What the task asks: In the records that follow, show each line where the word "allow" is present.

(Dataset entries)
PR #2365, opened 2021-09-17
[CAS-1310] Adding custom api call logger interceptor

leandroBorgesFerreira:
[CAS-1310](https://stream-io.atlassian.net/browse/CAS-1310)

### 🎯 Goal

Add a custom interceptor for our API calls. This way a customer can choose to log the API calls the way he/she prefers. 

### 🛠 Implementation details

Adding a `Interceptor` for the builder of `ChatClient`. If a customer sets him/her own interceptor, it substitutes our `HttpLoggingInterceptor` to avoid two interceptors for loggin.

### 🧪 Testing

Use a different logging interceptor and check if it works for you.

### ☑️ Checklist

- [x] Reviewers added

### 🎉 GIF

giphy

### DIFF
--- a/DEPRECATIONS.md
+++ b/DEPRECATIONS.md
@@ -5,7 +5,7 @@ This document lists deprecated constructs in the SDK, with their expected time �
 | API / Feature | Deprecated (warning) | Deprecated (error) | Removed | Notes |
 | --- | --- | --- | --- | --- |
 | ChatClient#cdnTimeout | 2021.10.12<br/>4.20.0 | 2021.10.26 ⌛ | 2021.11.09 ⌛ | Use ChatClient.okHttpClient() to set the timeouts  |
-| ChatClient#baseTimeout | 2021.09.28<br/>4.19.0 | 2021.10.15 ⌛ | 2021.11.15 ⌛ | Use ChatClient.okHttpClient() to set the timeouts  |
+| ChatClient#baseTimeout | 2021.10.12<br/>4.20.0 | 2021.10.26 ⌛ | 2021.11.09 ⌛ | Use ChatClient.okHttpClient() to set the timeouts  |
 | `DeviceRegisteredListener` <br/>*client* | 2021.09.28<br/>4.19.0 | 2021.09.28<br/>4.19.0 | 2021.10.12 ⌛ | This class is not used anymore |
 | `ViewReactionsViewStyle#bubbleBorderColor` <br/>*client* | 2021.09.28<br/>4.19.0 | 2021.10.12 ⌛ | 2021.10.26 ⌛ | Use bubbleBorderColorMine instead  |
 | `NotificationConfig` attributes <br/>*client* | 2021.09.28<br/>4.19.0 | 2021.09.28<br/>4.19.0 | 2021.10.12 ⌛ | Some attributes are not needed anymore |
--- a/DEPRECATIONS.md
+++ b/DEPRECATIONS.md
@@ -4,7 +4,7 @@ This document lists deprecated constructs in the SDK, with their expected time �
 
 | API / Feature | Deprecated (warning) | Deprecated (error) | Removed | Notes |
 | --- | --- | --- | --- | --- |
-| ChatClient#cdnTimeout | 2021.09.28<br/>4.19.0 | 2021.10.15 ⌛ | 2021.11.15 ⌛ | Use ChatClient.okHttpClient() to set the timeouts  |
+| ChatClient#cdnTimeout | 2021.10.12<br/>4.20.0 | 2021.10.26 ⌛ | 2021.11.09 ⌛ | Use ChatClient.okHttpClient() to set the timeouts  |
 | ChatClient#baseTimeout | 2021.09.28<br/>4.19.0 | 2021.10.15 ⌛ | 2021.11.15 ⌛ | Use ChatClient.okHttpClient() to set the timeouts  |
 | `DeviceRegisteredListener` <br/>*client* | 2021.09.28<br/>4.19.0 | 2021.09.28<br/>4.19.0 | 2021.10.12 ⌛ | This class is not used anymore |
 | `ViewReactionsViewStyle#bubbleBorderColor` <br/>*client* | 2021.09.28<br/>4.19.0 | 2021.10.12 ⌛ | 2021.10.26 ⌛ | Use bubbleBorderColorMine instead  |
--- a/DEPRECATIONS.md
+++ b/DEPRECATIONS.md
@@ -4,6 +4,8 @@ This document lists deprecated constructs in the SDK, with their expected time �
 
 | API / Feature | Deprecated (warning) | Deprecated (error) | Removed | Notes |
 | --- | --- | --- | --- | --- |
+| ChatClient#cdnTimeout | 2021.09.28<br/>4.19.0 | 2021.10.15 ⌛ | 2021.11.15 ⌛ | Use ChatClient.okHttpClient() to set the timeouts  |
+| ChatClient#baseTimeout | 2021.09.28<br/>4.19.0 | 2021.10.15 ⌛ | 2021.11.15 ⌛ | Use ChatClient.okHttpClient() to set the timeouts  |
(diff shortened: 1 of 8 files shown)


UNRELEASED_CHANGELOG.md
```diff
@@ -27,6 +27,15 @@
 - Fixed sending messages using `ChatClient::sendMessage` without explicitly specifying the sender user id.
 
 ### ⬆️ Improved
+- It is now possible to add a interceptor for API calls of Stream API. You can add it in the Build of ChatClient:
```
zsmb13, line 30: This PR will further complicate this one https://github.com/GetStream/stream-chat-android/pull/2362, let's make sure we figure out how to make the two work together

leandroBorgesFerreira: 🤔 Ok. Let's merge the #2362 and I'll adapt this PR to it.

zsmb13: That PR is now merged. However, I'm not sure how we can make this work with arbitrary interceptors added by our clients. If they ever read the body of the request, they'll break our upload progress reporting code.

See https://github.com/GetStream/stream-chat-android/pull/2362#pullrequestreview-758671037

leandroBorgesFerreira:
Closing this in favor of #2386

leandroBorgesFerreira:
#2386 Making this PR viable

zsmb13 (commented):
If we're exposing OkHttp anyway, how about we just expose the `OkHttpClient.Builder` that we use? We could provide API like this (just a high-level example):

```kotlin
val client = ChatClient.Builder("apikey", context)
    .okHttpConfig { builder ->
        builder
            .connectTimeout(10, TimeUnit.SECONDS)
            .addInterceptor { chain ->
                chain.proceed(chain.request())
            }
    }
    .build()
```

We could apply the provided lambda to our builder after everything but the `ProgressInterceptor` is added. As clients would have direct access to the builder, we could also deprecate the various timeout options available on the builder, and ask them to use this API instead.

[Coil does something similar](https://coil-kt.github.io/coil/recipes/#using-a-custom-okhttpclient), though they actually let the user provide the entire client. We could also allow that, in that case we could just use their provided instance as the base client in `BaseChatModule`:

```kotlin
private val baseClient: OkHttpClient by lazy { customClient ?: OkHttpClient() }
```

And the public API could be:

```kotlin
val client = ChatClient.Builder("apikey", context)
    .okHttpClient(client)
    .build()
```

ogkuzmin:
I agree with Marton. IMO there is no sense to provide only interceptors for logging. It's better to let users inject their own interceptors or provide the whole `OkHttpClient` or builder for `OkHttpClient`.

leandroBorgesFerreira:
Ok. Let me allow it to be more broadly customizable and let users provide the whole HTTP client. That would even improve their performance as they would have only one HTTP client for everything.

stream-chat-android-client/src/main/java/io/getstream/chat/android/client/ChatClient.kt
```diff
@@ -1591,6 +1594,7 @@ public class ChatClient internal constructor(
             return this
         }
 
+        @Deprecated("Use customizeOkHttpClient to set the timeouts")
```
zsmb13, line 1597: I think we should also deprecate `cdnTimeout` and the corresponding properties in `ChatClientConfig`

stream-chat-android-client/src/main/java/io/getstream/chat/android/client/ChatClient.kt
```diff
@@ -1605,6 +1609,15 @@ public class ChatClient internal constructor(
             warmUp = false
         }
 
+        public fun customOkHttpClient(okHttpClient: OkHttpClient): Builder = apply {
+            this.customOkHttpClient = okHttpClient
+        }
```
zsmb13, line 1614: Seems to me like this API on its own would be enough for all use cases, and we don't need the second new method if we provide this one. I'd also name it `okHttpClient` to keep it simpler. Everything else around here looks all good to me!

DEPRECATIONS.md
```diff
@@ -4,6 +4,8 @@ This document lists deprecated constructs in the SDK, with their expected time 
 
 | API / Feature | Deprecated (warning) | Deprecated (error) | Removed | Notes |
 | --- | --- | --- | --- | --- |
+| ChatClient#cdnTimeout | 2021.09.28<br/>4.19.0 | 2021.10.15 ⌛ | 2021.11.15 ⌛ | Use ChatClient.okHttpClient() to set the timeouts  |
```
adasiewiczr, line 7:
```suggestion
| ChatClient#cdnTimeout | 2021.10.12<br/>4.20.0 | 2021.10.26 ⌛ | 2021.11.09 ⌛ | Use ChatClient.okHttpClient() to set the timeouts  |
```

DEPRECATIONS.md
```diff
@@ -4,6 +4,8 @@ This document lists deprecated constructs in the SDK, with their expected time 
...
+| ChatClient#baseTimeout | 2021.09.28<br/>4.19.0 | 2021.10.15 ⌛ | 2021.11.15 ⌛ | Use ChatClient.okHttpClient() to set the timeouts  |
```
adasiewiczr, line 8:
```suggestion
| ChatClient#baseTimeout | 2021.10.12<br/>4.20.0 | 2021.10.26 ⌛ | 2021.11.09 ⌛ | Use ChatClient.okHttpClient() to set the timeouts  |
```

stream-chat-android-client/src/main/java/io/getstream/chat/android/client/di/BaseChatModule.kt
```diff
@@ -148,14 +149,14 @@ internal open class BaseChatModule(
             .addInterceptor(HeadersInterceptor(getAnonymousProvider(config, isAnonymousApi)))
             .apply {
                 if (config.loggerConfig.level != ChatLogLevel.NOTHING) {
-                    addInterceptor(HttpLoggingInterceptor())
```
adasiewiczr, line 151: Why are we removing this interceptor?

stream-chat-android-client/src/main/java/io/getstream/chat/android/client/ChatClient.kt
zsmb13: (The question about why we need both new methods is still open)

stream-chat-android-client/src/main/java/io/getstream/chat/android/client/di/BaseChatModule.kt
leandroBorgesFerreira: No, small mistake

stream-chat-android-client/src/main/java/io/getstream/chat/android/client/ChatClient.kt
leandroBorgesFerreira: Ops, I removed only the setter of the builder for httpClientConfig

stream-chat-android-client/src/main/java/io/getstream/chat/android/client/di/BaseChatModule.kt
```diff
@@ -128,7 +129,7 @@ internal open class BaseChatModule(
     }
 
     // Create Builders from a single client to share threadpools
-    private val baseClient: OkHttpClient by lazy { OkHttpClient() }
+    private val baseClient: OkHttpClient by lazy { customOkHttpClient ?: OkHttpClient() }
```
zsmb13, line 132: I think the `clientBuilder` method will override the timeouts set on this `OkHttpClient` in all cases

zsmb13 (changes requested):

stream-chat-android-client/src/main/java/io/getstream/chat/android/client/di/BaseChatModule.kt
leandroBorgesFerreira: Not it only overrides the timeout if the baseClient is not the custom one

zsmb13: Neat solution!

zsmb13 (approved):
I added docs on the new method, good to go as far as I'm concerned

Result of the task:
[Coil does something similar](https://coil-kt.github.io/coil/recipes/#using-a-custom-okhttpclient), though they actually let the user provide the entire client. We could also allow that, in that case we could just use their provided instance as the base client in `BaseChatModule`:
Ok. Let me allow it to be more broadly customizable and let users provide the whole HTTP client. That would even improve their performance as they would have only one HTTP client for everything.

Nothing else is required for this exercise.